Nakari had evidently given her father a quick summary of events, because as I stepped up to join them, he boomed, “Pilot! Well met and welcome. I am told you distinguished yourself on Fex.” That might have been stretching the account a bit far since I had accomplished little beyond my own survival, but his eyes dropped to Artoo and he continued before I could reply. “Your droid has erased all the data provided earlier?”
“Artoo, please delete th
e files Mr. Kelen gave us.” The droid beeped an acknowledgment and Kelen chuckled.
“Good, good. But forgive me if I would like some stronger assurance that my interests are protected.” His sausage fingers fished a datachip out of his tunic pocket, and he handed it to me. “I had this prepared for your arrival. It will confirm the erasure of all files I gave you in your droid’s memory and erase any that accidentally remain, nothing more.”
Refusing to run the chip would only invite suspicion when I had already promised to erase everything, so I inserted it and Artoo ran the program, spitting it back out in a few seconds. Nakari winked at me, however, indicating that perhaps she had her own backup of the Fexian coordinates stored somewhere.
“Excellent,” Kelen said. His hand danced about on his personal datapad and he said, “I am depositing a goodly sum into an escrow account, which your droid may access and distribute to you both, and I thank you for returning my ship, my crew both living and deceased, and alien life that will delight my scientists.”
Sensing that he was about to turn his attention elsewhere and dismiss us, Nakari said, “Daddy. Don’t send anyone else there until you read my full report. Those things could be sentient. And even if you ignore that, you have to upgrade the armor’s mobility.”

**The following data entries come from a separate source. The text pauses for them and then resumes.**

PR #136, opened 2020-02-22
Make the templates a little nicer

hellcp:
**Combined login and register dialog on the index page**
Index
Index(1)

**Narrower profile for easier consumption of information**
Profile
Profile(1)

**Settings split into 3 parts (and password change integrated into them)**
Settings
Settings(1)
Settings(2)

**Group view with a little space saving applied**
Group

**Narrower Group List**
Group List

**The rest of the views got cards now**
Screenshot_2020-02-22 Password Recovery - The Fedora Project

Outside of that, title fixes so they are more compact and a little more human parsable.

Signed-off-by: Stasiek Michalski <stasiek@michalski.cc>

### DIFF
--- a/securitas/controller/user.py
+++ b/securitas/controller/user.py
@@ -6,6 +6,7 @@ from securitas.form.edit_user import EditUserForm
 from securitas.representation.group import Group
 from securitas.representation.user import User
 from securitas.utility import with_ipa, user_or_404
+from securitas.form.password_reset import PasswordResetForm
 
 
 @app.route('/user/<username>/')
@@ -35,6 +36,7 @@ def user_edit(ipa, username):
 
     user = User(user_or_404(ipa, username))
     form = EditUserForm(obj=user)
+    password_reset_form = PasswordResetForm()
 
     if form.validate_on_submit():
         try:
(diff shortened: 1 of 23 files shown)


ryanlerch:
Overall, +1 to the changes.

With the updated user profile page, not sure spliting the groups into a seperate tab is worth it here. What is the rationale for obscuring this behind another tab?

hellcp:
The columned profile didn't work well on smaller screen sizes, and to make the interface switch between this and columned profile I would need to pretty much duplicate the entire template in one view and switch between them on the fly, making the template quite a big bigger and slower to load.

ryanlerch:
From a UI point of view, i'm +1 to this. Might get one of the other devs to do a pass over this too.

Two notes (take em or leave em)
* Did the tab style look ok for the new sub-pages navs? IMHO, they lend more to being tabs. You are using tabs on the frontpage for register / login.
* I *think* we are going to have one more field in the register form, which might make that box a little larger. Would it work if the welcome jumbo is at the top, and login / register is below. It is moving the main point of the page possibly below the fold, but does remove a col layout all together.

ryanlerch (approved):

hellcp:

He placed a hand on her shoulder. “I will digest all you have written before acting further. My primary concern now is that you see a surgeon about that hand. See where my minions come? Go with them.”
“What?” An ambulance coasted to a stop near the ship and two earnest medics hopped out, asking Fayet Kelen who was hurt.
“Take my daughter to the finest surgeon posthaste and bill it to me. Go!”
“Daddy, wait! What about Luke?”
“Fear not, your pilot will be allowed to rest in comfort until you are ready to depart.”
“Don’t leave without me, Luke!” she called over her shoulder as the paramedics led her to the ambulance.